* **TASK DETAILS**: Answer with a single number stating how many lines of the entries below include the string "records".

Collected data entries:

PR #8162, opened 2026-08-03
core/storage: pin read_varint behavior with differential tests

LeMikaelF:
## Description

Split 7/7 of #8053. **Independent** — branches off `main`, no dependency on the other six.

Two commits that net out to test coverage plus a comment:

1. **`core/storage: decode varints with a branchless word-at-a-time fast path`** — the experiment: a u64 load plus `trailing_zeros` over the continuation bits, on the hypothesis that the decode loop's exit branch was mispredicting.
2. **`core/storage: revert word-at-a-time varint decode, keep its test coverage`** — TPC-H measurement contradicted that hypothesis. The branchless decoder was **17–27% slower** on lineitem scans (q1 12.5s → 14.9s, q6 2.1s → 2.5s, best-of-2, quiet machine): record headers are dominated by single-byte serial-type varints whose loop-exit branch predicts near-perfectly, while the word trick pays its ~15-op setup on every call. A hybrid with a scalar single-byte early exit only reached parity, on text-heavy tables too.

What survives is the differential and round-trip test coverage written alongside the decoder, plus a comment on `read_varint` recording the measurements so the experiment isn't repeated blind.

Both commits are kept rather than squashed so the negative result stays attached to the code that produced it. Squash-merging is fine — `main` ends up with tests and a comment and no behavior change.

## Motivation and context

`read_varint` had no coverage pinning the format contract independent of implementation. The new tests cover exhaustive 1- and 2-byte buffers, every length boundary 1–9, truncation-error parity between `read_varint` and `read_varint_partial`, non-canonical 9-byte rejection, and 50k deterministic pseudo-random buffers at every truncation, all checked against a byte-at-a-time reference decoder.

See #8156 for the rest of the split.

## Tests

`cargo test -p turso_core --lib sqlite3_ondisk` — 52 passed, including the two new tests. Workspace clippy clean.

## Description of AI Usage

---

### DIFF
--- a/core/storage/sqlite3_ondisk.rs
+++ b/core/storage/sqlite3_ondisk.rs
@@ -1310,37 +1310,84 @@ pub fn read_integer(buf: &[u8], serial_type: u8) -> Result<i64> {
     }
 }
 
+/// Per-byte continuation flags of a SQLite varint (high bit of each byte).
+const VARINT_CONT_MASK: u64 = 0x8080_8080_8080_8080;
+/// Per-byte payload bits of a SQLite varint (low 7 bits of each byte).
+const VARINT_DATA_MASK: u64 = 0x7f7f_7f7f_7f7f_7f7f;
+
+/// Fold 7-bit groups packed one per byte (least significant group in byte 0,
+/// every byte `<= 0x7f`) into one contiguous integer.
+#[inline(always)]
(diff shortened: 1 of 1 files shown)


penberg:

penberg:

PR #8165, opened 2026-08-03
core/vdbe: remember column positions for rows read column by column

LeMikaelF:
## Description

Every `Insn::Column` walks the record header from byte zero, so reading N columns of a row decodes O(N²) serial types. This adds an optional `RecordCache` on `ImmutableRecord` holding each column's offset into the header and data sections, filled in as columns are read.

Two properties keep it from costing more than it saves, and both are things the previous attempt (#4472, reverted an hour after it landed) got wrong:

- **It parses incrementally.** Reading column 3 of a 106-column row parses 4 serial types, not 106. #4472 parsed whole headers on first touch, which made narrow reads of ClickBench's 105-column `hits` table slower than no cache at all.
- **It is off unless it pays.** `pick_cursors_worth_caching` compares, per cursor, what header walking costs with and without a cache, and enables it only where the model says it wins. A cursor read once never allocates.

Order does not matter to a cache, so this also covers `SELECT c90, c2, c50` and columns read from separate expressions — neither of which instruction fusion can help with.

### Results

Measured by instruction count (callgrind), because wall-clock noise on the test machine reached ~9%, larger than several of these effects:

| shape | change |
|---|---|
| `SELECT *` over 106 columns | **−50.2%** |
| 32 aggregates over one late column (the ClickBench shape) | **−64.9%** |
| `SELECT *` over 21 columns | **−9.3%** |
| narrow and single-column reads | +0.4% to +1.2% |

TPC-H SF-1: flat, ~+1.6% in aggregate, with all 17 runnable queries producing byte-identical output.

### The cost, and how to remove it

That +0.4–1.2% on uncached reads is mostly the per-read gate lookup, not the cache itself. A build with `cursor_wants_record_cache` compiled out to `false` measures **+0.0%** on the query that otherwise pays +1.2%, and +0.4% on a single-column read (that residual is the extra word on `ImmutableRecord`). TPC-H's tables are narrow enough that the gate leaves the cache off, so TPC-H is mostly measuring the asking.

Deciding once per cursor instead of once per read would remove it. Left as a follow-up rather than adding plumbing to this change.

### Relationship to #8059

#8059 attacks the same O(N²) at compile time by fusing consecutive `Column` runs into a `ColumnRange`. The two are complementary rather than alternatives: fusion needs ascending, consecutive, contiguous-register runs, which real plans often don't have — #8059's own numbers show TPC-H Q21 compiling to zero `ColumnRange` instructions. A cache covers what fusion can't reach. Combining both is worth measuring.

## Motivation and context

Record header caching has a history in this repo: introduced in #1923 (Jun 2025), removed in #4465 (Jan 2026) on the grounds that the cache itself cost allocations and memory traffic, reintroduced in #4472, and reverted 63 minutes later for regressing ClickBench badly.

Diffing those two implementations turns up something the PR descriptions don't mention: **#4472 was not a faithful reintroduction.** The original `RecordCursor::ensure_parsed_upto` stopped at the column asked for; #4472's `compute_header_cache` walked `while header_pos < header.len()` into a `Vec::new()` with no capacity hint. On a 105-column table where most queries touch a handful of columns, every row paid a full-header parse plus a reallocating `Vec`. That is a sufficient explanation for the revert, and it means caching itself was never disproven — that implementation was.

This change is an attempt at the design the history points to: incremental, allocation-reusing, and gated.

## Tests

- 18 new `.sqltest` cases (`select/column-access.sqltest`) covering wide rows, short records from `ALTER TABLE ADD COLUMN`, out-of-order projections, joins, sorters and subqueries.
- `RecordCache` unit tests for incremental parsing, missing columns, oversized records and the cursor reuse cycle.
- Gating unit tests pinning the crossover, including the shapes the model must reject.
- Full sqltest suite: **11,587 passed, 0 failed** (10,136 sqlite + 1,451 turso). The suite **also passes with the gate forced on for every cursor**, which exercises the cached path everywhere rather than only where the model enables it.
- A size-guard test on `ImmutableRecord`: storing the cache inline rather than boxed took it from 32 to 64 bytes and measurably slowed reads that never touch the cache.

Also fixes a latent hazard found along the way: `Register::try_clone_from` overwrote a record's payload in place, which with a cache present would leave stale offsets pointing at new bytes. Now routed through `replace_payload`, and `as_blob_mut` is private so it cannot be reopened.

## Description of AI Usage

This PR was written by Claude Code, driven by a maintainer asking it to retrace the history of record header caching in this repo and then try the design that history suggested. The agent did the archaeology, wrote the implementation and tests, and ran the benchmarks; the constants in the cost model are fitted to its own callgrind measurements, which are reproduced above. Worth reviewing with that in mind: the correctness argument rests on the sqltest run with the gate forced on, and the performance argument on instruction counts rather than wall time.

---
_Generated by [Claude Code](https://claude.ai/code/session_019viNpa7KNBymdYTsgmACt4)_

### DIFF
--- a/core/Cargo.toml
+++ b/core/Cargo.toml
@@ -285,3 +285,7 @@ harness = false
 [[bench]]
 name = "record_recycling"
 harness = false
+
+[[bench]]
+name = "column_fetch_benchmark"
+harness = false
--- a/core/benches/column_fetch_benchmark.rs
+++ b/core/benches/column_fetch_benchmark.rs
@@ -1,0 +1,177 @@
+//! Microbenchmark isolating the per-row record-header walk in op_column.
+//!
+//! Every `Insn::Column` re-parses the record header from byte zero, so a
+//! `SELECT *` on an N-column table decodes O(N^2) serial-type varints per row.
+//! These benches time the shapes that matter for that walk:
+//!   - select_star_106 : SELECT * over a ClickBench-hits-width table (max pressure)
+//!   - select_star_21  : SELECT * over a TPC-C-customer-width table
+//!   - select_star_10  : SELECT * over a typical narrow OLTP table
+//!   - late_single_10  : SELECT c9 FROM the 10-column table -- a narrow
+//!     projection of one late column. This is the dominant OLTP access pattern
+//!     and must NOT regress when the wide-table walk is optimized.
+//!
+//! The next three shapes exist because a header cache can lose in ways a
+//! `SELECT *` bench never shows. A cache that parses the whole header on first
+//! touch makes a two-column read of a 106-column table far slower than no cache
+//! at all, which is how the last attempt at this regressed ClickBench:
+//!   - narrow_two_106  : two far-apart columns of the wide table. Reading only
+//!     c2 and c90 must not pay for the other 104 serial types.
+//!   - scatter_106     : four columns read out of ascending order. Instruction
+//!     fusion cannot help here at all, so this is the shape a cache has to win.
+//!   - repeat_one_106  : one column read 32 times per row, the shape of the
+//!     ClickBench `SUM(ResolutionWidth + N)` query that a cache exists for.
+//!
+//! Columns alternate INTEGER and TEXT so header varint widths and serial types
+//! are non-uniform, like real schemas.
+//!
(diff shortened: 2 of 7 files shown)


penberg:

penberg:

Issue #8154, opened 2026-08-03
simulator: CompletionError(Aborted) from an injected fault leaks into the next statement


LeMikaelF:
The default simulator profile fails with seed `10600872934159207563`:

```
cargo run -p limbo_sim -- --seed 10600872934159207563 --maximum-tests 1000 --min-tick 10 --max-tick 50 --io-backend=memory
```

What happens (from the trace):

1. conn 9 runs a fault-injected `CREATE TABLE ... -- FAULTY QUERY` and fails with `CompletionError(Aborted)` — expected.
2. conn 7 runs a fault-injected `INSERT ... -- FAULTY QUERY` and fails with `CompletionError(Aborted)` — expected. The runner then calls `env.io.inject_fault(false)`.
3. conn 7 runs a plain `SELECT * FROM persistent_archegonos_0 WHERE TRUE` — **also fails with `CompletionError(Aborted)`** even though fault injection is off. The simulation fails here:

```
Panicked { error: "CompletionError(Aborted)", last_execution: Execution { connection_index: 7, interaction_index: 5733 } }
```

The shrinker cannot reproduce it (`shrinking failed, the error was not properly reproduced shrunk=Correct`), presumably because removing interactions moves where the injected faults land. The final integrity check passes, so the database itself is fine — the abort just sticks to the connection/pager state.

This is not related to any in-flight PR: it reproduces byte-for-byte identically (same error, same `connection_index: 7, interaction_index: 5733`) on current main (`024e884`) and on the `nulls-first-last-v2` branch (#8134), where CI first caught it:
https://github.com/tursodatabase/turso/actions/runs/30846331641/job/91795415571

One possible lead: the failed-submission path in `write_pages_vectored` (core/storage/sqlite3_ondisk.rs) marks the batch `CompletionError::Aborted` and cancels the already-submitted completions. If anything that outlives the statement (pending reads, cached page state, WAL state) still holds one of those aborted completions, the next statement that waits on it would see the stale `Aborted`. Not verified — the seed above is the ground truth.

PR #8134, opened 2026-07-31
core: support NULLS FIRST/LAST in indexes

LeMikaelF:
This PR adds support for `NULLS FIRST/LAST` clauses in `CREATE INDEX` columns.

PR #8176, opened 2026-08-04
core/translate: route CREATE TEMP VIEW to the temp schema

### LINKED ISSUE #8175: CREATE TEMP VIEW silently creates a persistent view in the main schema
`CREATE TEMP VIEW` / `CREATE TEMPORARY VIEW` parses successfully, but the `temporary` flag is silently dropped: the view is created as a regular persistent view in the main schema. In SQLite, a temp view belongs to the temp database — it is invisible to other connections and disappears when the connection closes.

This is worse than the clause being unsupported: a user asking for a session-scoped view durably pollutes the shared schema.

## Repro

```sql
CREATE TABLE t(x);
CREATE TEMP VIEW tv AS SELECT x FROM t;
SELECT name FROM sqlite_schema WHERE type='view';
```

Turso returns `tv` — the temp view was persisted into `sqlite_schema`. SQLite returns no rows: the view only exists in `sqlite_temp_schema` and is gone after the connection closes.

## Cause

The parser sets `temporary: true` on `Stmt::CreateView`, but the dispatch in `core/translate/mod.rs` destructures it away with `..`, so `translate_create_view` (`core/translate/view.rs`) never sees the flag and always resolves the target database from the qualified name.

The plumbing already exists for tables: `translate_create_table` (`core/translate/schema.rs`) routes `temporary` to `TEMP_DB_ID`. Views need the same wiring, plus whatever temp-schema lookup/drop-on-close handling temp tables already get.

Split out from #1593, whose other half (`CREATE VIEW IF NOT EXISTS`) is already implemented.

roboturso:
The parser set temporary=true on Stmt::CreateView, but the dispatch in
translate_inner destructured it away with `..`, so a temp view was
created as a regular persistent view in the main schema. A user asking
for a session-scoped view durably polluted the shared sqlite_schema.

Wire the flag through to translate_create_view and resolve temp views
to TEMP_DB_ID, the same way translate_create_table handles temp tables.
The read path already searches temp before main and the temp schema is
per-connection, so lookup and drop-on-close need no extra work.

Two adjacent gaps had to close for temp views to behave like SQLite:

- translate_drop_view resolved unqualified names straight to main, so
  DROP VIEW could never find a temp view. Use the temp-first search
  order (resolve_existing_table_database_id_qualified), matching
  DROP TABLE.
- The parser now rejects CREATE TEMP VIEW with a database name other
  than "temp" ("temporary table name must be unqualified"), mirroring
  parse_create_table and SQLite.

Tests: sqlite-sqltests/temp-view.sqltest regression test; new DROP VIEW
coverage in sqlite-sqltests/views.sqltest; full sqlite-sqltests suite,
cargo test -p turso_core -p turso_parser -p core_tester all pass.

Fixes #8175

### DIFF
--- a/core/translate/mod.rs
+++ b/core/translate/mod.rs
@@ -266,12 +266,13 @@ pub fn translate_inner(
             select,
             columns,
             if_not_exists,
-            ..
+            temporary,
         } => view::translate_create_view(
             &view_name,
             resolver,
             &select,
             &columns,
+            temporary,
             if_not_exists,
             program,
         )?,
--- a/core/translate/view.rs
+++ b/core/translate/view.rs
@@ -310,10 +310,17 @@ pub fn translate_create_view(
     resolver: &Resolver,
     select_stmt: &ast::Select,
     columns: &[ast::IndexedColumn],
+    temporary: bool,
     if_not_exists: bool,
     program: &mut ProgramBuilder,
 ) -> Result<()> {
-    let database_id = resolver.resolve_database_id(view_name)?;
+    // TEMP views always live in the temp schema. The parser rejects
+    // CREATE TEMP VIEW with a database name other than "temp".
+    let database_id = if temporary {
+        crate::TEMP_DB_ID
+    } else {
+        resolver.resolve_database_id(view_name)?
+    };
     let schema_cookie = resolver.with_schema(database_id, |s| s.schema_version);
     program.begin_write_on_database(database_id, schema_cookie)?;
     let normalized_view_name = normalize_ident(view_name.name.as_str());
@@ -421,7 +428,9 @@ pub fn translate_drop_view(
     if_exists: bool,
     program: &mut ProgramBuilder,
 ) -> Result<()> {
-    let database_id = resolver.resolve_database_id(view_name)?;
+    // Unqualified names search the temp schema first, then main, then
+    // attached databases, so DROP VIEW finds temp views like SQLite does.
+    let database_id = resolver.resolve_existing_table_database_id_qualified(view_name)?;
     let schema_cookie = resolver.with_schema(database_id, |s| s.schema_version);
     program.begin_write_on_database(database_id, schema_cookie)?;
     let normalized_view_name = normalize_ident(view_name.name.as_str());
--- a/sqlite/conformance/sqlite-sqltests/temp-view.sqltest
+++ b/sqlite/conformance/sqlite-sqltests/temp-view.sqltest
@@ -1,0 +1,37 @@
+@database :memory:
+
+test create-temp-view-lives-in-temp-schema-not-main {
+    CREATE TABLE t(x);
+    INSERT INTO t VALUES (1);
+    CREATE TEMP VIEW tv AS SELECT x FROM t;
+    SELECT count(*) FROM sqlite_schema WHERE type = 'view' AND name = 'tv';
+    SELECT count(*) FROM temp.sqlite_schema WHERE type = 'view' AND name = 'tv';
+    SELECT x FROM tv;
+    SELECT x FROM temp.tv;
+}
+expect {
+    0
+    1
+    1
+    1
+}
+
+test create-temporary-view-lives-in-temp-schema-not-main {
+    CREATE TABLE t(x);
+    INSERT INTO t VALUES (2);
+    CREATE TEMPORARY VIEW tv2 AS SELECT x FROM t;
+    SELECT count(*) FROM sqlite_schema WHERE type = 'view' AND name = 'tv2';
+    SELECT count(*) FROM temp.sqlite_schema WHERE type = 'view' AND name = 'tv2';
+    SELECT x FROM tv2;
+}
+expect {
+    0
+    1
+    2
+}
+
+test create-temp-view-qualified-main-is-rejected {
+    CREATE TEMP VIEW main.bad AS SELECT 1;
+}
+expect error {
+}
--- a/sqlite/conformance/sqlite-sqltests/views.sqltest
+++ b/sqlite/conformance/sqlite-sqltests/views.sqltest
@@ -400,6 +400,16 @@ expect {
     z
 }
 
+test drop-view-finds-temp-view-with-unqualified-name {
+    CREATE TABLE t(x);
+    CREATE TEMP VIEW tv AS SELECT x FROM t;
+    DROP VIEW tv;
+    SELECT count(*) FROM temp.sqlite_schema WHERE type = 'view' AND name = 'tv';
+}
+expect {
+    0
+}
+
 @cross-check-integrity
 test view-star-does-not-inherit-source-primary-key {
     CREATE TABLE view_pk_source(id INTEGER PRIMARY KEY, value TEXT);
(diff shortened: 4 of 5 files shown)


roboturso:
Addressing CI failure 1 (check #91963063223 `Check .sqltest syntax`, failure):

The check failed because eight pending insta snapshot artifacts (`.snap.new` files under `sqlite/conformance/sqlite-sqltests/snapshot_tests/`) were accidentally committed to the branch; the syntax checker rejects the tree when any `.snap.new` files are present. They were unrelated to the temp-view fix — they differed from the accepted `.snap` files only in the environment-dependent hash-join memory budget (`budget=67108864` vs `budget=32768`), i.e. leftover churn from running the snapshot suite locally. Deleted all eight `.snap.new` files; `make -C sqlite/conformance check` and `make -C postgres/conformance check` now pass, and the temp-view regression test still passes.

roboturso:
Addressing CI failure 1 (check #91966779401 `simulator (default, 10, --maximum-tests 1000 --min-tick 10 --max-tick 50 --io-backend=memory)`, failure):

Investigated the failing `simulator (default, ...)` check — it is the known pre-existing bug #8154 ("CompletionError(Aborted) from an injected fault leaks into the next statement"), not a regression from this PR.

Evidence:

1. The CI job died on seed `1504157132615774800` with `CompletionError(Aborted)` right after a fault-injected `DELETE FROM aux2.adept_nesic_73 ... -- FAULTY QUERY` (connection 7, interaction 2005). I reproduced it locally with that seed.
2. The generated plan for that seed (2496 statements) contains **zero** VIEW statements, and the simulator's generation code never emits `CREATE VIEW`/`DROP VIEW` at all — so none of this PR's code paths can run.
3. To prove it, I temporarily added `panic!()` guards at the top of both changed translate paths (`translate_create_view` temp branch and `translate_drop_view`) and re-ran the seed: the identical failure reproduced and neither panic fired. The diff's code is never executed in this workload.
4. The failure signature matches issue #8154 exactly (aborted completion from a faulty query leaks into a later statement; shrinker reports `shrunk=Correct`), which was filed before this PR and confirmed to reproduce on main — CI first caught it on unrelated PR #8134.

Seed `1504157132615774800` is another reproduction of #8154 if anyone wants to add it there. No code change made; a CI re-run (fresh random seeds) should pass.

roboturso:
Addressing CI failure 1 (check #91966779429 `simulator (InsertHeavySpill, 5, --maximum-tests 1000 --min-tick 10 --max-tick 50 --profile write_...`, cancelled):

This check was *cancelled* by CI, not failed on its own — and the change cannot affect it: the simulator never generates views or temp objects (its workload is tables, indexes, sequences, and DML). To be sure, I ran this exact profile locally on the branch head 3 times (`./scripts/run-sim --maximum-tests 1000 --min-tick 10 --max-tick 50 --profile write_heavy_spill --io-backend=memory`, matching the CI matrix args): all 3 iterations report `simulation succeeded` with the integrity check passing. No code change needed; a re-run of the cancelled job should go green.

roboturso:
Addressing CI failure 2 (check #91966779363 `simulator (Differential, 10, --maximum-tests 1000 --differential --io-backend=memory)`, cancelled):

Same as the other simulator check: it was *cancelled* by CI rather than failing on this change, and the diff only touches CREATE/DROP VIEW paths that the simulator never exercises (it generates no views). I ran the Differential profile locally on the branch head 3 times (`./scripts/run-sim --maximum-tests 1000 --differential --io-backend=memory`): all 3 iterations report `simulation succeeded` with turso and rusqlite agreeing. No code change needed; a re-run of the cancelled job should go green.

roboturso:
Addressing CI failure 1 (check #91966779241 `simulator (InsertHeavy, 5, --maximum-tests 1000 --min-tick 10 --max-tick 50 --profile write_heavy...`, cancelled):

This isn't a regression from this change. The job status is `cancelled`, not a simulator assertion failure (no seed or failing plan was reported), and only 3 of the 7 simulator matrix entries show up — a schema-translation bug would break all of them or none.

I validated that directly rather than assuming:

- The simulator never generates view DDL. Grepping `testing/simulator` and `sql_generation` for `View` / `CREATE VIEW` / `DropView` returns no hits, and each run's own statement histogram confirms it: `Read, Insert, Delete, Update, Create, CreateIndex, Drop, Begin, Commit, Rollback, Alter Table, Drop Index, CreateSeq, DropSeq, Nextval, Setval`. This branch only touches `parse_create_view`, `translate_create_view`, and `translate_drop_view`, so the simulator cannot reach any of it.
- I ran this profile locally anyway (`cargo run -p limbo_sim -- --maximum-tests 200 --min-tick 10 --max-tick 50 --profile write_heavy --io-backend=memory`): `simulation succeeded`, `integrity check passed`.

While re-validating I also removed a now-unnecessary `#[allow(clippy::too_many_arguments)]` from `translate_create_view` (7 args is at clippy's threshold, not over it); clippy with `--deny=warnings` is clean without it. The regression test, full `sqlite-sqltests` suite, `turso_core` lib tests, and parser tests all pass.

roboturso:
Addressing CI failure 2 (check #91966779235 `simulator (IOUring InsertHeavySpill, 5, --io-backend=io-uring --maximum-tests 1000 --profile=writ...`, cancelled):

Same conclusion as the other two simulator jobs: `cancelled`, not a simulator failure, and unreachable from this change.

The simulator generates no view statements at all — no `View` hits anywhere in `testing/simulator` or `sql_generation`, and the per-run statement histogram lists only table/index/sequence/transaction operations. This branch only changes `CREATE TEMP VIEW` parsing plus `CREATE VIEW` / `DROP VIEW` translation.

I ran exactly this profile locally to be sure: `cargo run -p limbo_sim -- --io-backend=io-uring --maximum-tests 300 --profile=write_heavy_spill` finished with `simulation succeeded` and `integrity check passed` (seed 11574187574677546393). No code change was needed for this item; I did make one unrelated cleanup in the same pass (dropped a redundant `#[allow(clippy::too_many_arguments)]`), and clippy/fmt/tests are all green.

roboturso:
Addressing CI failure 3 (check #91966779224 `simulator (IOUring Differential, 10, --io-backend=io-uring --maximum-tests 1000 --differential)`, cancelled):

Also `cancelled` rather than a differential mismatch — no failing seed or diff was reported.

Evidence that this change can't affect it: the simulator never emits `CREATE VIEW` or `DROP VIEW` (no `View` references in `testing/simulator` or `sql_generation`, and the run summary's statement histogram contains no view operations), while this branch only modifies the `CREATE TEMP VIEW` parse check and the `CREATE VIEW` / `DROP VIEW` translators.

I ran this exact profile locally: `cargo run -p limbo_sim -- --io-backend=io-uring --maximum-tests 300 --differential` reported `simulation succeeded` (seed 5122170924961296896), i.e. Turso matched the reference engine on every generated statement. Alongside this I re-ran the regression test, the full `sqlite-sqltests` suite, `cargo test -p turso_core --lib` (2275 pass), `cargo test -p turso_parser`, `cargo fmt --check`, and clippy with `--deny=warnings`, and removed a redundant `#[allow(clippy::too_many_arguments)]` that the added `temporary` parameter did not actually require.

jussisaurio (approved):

* **SOLUTION TO THIS PROBLEM**: 2